[Stored data entries]
%%

Issue #21811, opened 2024-12-24
Game still keeps forgetting custom key binds, its so buggy


goonstation-issuebot:
### Labels

[BUG][MAJOR]

### Description

What the title says, key bindings will be partially or completely forgotten at random times, even within rounds

### Steps to reproduce

Bind
Wait
Profit

### Expected Behavior

I want this to work, its really messing me up

### Additional Information & Screenshots

It also sometimes duplicates bindable actions (example: Fart: F and then Fart: CTRL+F somewhere down the list)

Reported by: guvguvington
Client version: 515.1647
On server: Goonstation 4 Roleplay: Sylvester
Active test merges: #21006, #21792, and #21804
Round log date: 2024-12-24-07-59
Reported on: 2024-12-24 09:19:47
Round ID: 196022
Map: KONDARU

Garash2k:
Can confirm i've noticed the duplicated keybinds issue during #21681, I think it gets fixed while preparing the data for tgui. I've heard about keybind resets, it'd have to be investigated

Garash2k:
Historical note: #21681 was testmerged on Jan 14 and merged on Jan 20, after this was reported.

Issue #18415, opened 2024-04-05
Keybind resetting


goonstation-issuebot:
### Labels

[BUG][MAJOR]

### Description

Keybinds get reset when I try to change "rest toggle"

### Steps to reproduce

open the keybinding menu, switch use in hand key to "E" and equip to "Z" 
save and close
open keybinding menu again and change "rest" to "V"
That round or later rounds keybindings gets reset except "rest"

### Expected Behavior

keybindings should not switch back to the original

### Additional Information & Screenshots

I am usin TG controls and UI.

Reported by: Wantilathor
On server: Goonstation 3 Roleplay: Morty
Active test merges: #18275, #18329, and #18294
Round log date: 2024-04-05-16-57
Reported on: 2024-04-05 17:47:05
Map: COGMAP

Issue #17789, opened 2024-01-27
Game forgets keybinds between rounds


goonstation-issuebot:
### Labels

[BUG][MINOR]

### Description

I have custom keybinds and every round SOME of them reset despite me saving it, not all funnily enough and its completely random

### Steps to reproduce

Have custom keybinds. I set R for rest, CTRL+R for flip, f for block and z for fart
Wait for next round
Goof chance that SOME of the keybinds reverted back, not all, mind you, only one pair

### Expected Behavior

Game properly saving keybinds like it claims it does

### Additional Information & Screenshots

88w88

Reported by: Guv Guvington
On server: Goonstation 3 Roleplay: Morty
Active test merges: #17577 and #17478
Round log date: 2024-01-27-15-20
Reported on: 2024-01-27 16:46:04
Map: NADIR

AXLFAN2000:
This happens to me as well

MeggalBozale:
keybinding has been bugged in many ways for a while now

Nexusuxen:
I explored this issue a bit, and while I'm not knowledgeable enough to _fix_ it, I have identified a possible culprit.
![Image](https://github.com/user-attachments/assets/fe17c464-bd8b-4a04-a13c-e5cc9e75ba14)
This section of code from `keybind_menu_chui.dm` seems to be effectively _replacing_ the previous keybind list from one's cloud save with the new one that's generated when you hit "Confirm" in the Modify Keybinds menu. Hitting Confirm erases all keybind data you didn't just set. You can actually see this if you leave and rejoin!

You can _sort of_ work around this issue by just setting all your keybinds all at once, buuuuut you can't have keybinds for mutually exclusive roles persist across rounds, such as Human and Cyborg. This is also particularly annoying if you have a LOT of keybinds and want to add a new one.

From my testing this seems to be mostly accurate, but I can't say with certainty whether or not the root of the issue is what I've described here.

Issue #12529, opened 2022-12-27
Modify Keybinds menu still incredibly buggy


goonstation-issuebot:
### Labels

[BUG][MAJOR]

### Description

I wanted to change my rest keybind to TAB, and all of my keybinds got reset. I've been trying to fix them since, but they keep getting reset any time I try to fix them. I'm also unable to change my keybinds in ghost vr, since whenever I put a keybind in, the menu just closes.

### Steps to reproduce

1. Change a keybind
2. All your keybinds reset
3. Won't stop resetting when you change them again

### Expected Behavior

For the keybinds menu to respect my settings and not constantly reset.

### Additional Information & Screenshots

Reported by: Muzcl
On server: Goonstation 1 Classic: Heisenbee
Round log date: 2022-12-27-17-09
Reported on: 2022-12-27 18:26:46
Map: COGMAP

PR #22632, opened 2025-03-17
fix keybind cloud data not updating properly

Nexusuxen:
[BUGFIX][INTERNAL]

## About the PR 

Merges newly entered custom keybinds with previous keybinds in player data, instead of overwriting the previous keybind list with the new one. Most likely a fix for #17789 and #8521, and maybe also possibly #21811 and #18415 and #12529. Granted, these are all describing the same issue, but hey! 5 bug reports squashed at once! 

Note: I am in very unfamiliar territory and would appreciate a little extra scrutiny to make sure I didn't bork anything with player data. The testing I did also wasn't mega rigorous but it does at least *seem* to work.
## Why's this needed? 

i squash the Bug 🐛

## Changelog 

```changelog
(u)Nexusuxen
(*)Custom keybinds should properly save between rounds now.
```

### DIFF
--- a/code/modules/interface/keybind_menu_chui.dm
+++ b/code/modules/interface/keybind_menu_chui.dm
@@ -54,7 +54,13 @@
 					var/datum/keymap/keydat = new(changed_keys_rev) //this should only have the changed entries, for optimal merge
 					current_keymap.overwrite_by_action(keydat)
 					current_keymap.on_update(owner)
-					owner.player.cloudSaves.putData("custom_keybind_data", json_encode(changed_keys_rev))
+					var/fetched_keylist = owner.player.cloudSaves.getData("custom_keybind_data")
+					var/new_keybind_data = list()
+					if (!isnull(fetched_keylist) && fetched_keylist != "") //The client has a list of custom keybinds.
+						new_keybind_data = json_decode(fetched_keylist)
+					for (var/i in changed_keys_rev)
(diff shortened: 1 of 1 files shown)


ZeWaka (commented):
I'm not quite sure how this is different, perhaps you could explain it to me a bit.
Aren't players custom keybinds necessarily populated by the cloud in the first place? The only discrepancy i can think of is someone saving while connected to another server.

Nexusuxen:
Player keybinds are properly populated by the cloud, yes. However, updating the cloud data with new keybinds *erases* previous keybind cloud data. E.g If your current cloud data reads as "CTRL+F = fart ; F =  rest", and you open the keybinds window to change they keybind for Walk/Run to X, you'd *expect* the cloud data to now read "CTRL+F = fart ; F =  rest ; X = walk". However, this doesn't happen, and instead "X = walk" *overwrites* "CTRL+F = fart ; F =  rest", resulting in the cloud data reading as "X = walk". This is doubly confusing as keymappings *in-game* do update properly, so it seems like nothing is wrong, but only until the next round when you realize your keybinds were erased.

I did just wake up so this explanation probably borders on 'incoherent', but hopefully that makes sense? I'd recommend trying the above example or something similar yourself in a live or local server.

I did also leave some additional info in a comment I left on #17789 that I may have forgotten to include here.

%%

_HOW TO COMPLETE THIS TASK_
Please write out the entries above in full, exactly as they read.

_REPLY TO THE TASK_
Issue #21811, opened 2024-12-24
Game still keeps forgetting custom key binds, its so buggy


goonstation-issuebot:
### Labels

[BUG][MAJOR]

### Description

What the title says, key bindings will be partially or completely forgotten at random times, even within rounds

### Steps to reproduce

Bind
Wait
Profit

### Expected Behavior

I want this to work, its really messing me up

### Additional Information & Screenshots

It also sometimes duplicates bindable actions (example: Fart: F and then Fart: CTRL+F somewhere down the list)

Reported by: guvguvington
Client version: 515.1647
On server: Goonstation 4 Roleplay: Sylvester
Active test merges: #21006, #21792, and #21804
Round log date: 2024-12-24-07-59
Reported on: 2024-12-24 09:19:47
Round ID: 196022
Map: KONDARU

Garash2k:
Can confirm i've noticed the duplicated keybinds issue during #21681, I think it gets fixed while preparing the data for tgui. I've heard about keybind resets, it'd have to be investigated

Garash2k:
Historical note: #21681 was testmerged on Jan 14 and merged on Jan 20, after this was reported.

Issue #18415, opened 2024-04-05
Keybind resetting


goonstation-issuebot:
### Labels

[BUG][MAJOR]

### Description

Keybinds get reset when I try to change "rest toggle"

### Steps to reproduce

open the keybinding menu, switch use in hand key to "E" and equip to "Z" 
save and close
open keybinding menu again and change "rest" to "V"
That round or later rounds keybindings gets reset except "rest"

### Expected Behavior

keybindings should not switch back to the original

### Additional Information & Screenshots

I am usin TG controls and UI.

Reported by: Wantilathor
On server: Goonstation 3 Roleplay: Morty
Active test merges: #18275, #18329, and #18294
Round log date: 2024-04-05-16-57
Reported on: 2024-04-05 17:47:05
Map: COGMAP

Issue #17789, opened 2024-01-27
Game forgets keybinds between rounds


goonstation-issuebot:
### Labels

[BUG][MINOR]

### Description

I have custom keybinds and every round SOME of them reset despite me saving it, not all funnily enough and its completely random

### Steps to reproduce

Have custom keybinds. I set R for rest, CTRL+R for flip, f for block and z for fart
Wait for next round
Goof chance that SOME of the keybinds reverted back, not all, mind you, only one pair

### Expected Behavior

Game properly saving keybinds like it claims it does

### Additional Information & Screenshots

88w88

Reported by: Guv Guvington
On server: Goonstation 3 Roleplay: Morty
Active test merges: #17577 and #17478
Round log date: 2024-01-27-15-20
Reported on: 2024-01-27 16:46:04
Map: NADIR

AXLFAN2000:
This happens to me as well

MeggalBozale:
keybinding has been bugged in many ways for a while now

Nexusuxen:
I explored this issue a bit, and while I'm not knowledgeable enough to _fix_ it, I have identified a possible culprit.
![Image](https://github.com/user-attachments/assets/fe17c464-bd8b-4a04-a13c-e5cc9e75ba14)
This section of code from `keybind_menu_chui.dm` seems to be effectively _replacing_ the previous keybind list from one's cloud save with the new one that's generated when you hit "Confirm" in the Modify Keybinds menu. Hitting Confirm erases all keybind data you didn't just set. You can actually see this if you leave and rejoin!

You can _sort of_ work around this issue by just setting all your keybinds all at once, buuuuut you can't have keybinds for mutually exclusive roles persist across rounds, such as Human and Cyborg. This is also particularly annoying if you have a LOT of keybinds and want to add a new one.

From my testing this seems to be mostly accurate, but I can't say with certainty whether or not the root of the issue is what I've described here.

Issue #12529, opened 2022-12-27
Modify Keybinds menu still incredibly buggy


goonstation-issuebot:
### Labels

[BUG][MAJOR]

### Description

I wanted to change my rest keybind to TAB, and all of my keybinds got reset. I've been trying to fix them since, but they keep getting reset any time I try to fix them. I'm also unable to change my keybinds in ghost vr, since whenever I put a keybind in, the menu just closes.

### Steps to reproduce

1. Change a keybind
2. All your keybinds reset
3. Won't stop resetting when you change them again

### Expected Behavior

For the keybinds menu to respect my settings and not constantly reset.

### Additional Information & Screenshots

Reported by: Muzcl
On server: Goonstation 1 Classic: Heisenbee
Round log date: 2022-12-27-17-09
Reported on: 2022-12-27 18:26:46
Map: COGMAP

PR #22632, opened 2025-03-17
fix keybind cloud data not updating properly

Nexusuxen:
[BUGFIX][INTERNAL]

## About the PR 

Merges newly entered custom keybinds with previous keybinds in player data, instead of overwriting the previous keybind list with the new one. Most likely a fix for #17789 and #8521, and maybe also possibly #21811 and #18415 and #12529. Granted, these are all describing the same issue, but hey! 5 bug reports squashed at once! 

Note: I am in very unfamiliar territory and would appreciate a little extra scrutiny to make sure I didn't bork anything with player data. The testing I did also wasn't mega rigorous but it does at least *seem* to work.
## Why's this needed? 

i squash the Bug 🐛

## Changelog 

```changelog
(u)Nexusuxen
(*)Custom keybinds should properly save between rounds now.
```

### DIFF
--- a/code/modules/interface/keybind_menu_chui.dm
+++ b/code/modules/interface/keybind_menu_chui.dm
@@ -54,7 +54,13 @@
 					var/datum/keymap/keydat = new(changed_keys_rev) //this should only have the changed entries, for optimal merge
 					current_keymap.overwrite_by_action(keydat)
 					current_keymap.on_update(owner)
-					owner.player.cloudSaves.putData("custom_keybind_data", json_encode(changed_keys_rev))
+					var/fetched_keylist = owner.player.cloudSaves.getData("custom_keybind_data")
+					var/new_keybind_data = list()
+					if (!isnull(fetched_keylist) && fetched_keylist != "") //The client has a list of custom keybinds.
+						new_keybind_data = json_decode(fetched_keylist)
+					for (var/i in changed_keys_rev)
(diff shortened: 1 of 1 files shown)


ZeWaka (commented):
I'm not quite sure how this is different, perhaps you could explain it to me a bit.
Aren't players custom keybinds necessarily populated by the cloud in the first place? The only discrepancy i can think of is someone saving while connected to another server.

Nexusuxen:
Player keybinds are properly populated by the cloud, yes. However, updating the cloud data with new keybinds *erases* previous keybind cloud data. E.g If your current cloud data reads as "CTRL+F = fart ; F =  rest", and you open the keybinds window to change they keybind for Walk/Run to X, you'd *expect* the cloud data to now read "CTRL+F = fart ; F =  rest ; X = walk". However, this doesn't happen, and instead "X = walk" *overwrites* "CTRL+F = fart ; F =  rest", resulting in the cloud data reading as "X = walk". This is doubly confusing as keymappings *in-game* do update properly, so it seems like nothing is wrong, but only until the next round when you realize your keybinds were erased.

I did just wake up so this explanation probably borders on 'incoherent', but hopefully that makes sense? I'd recommend trying the above example or something similar yourself in a live or local server.

I did also leave some additional info in a comment I left on #17789 that I may have forgotten to include here.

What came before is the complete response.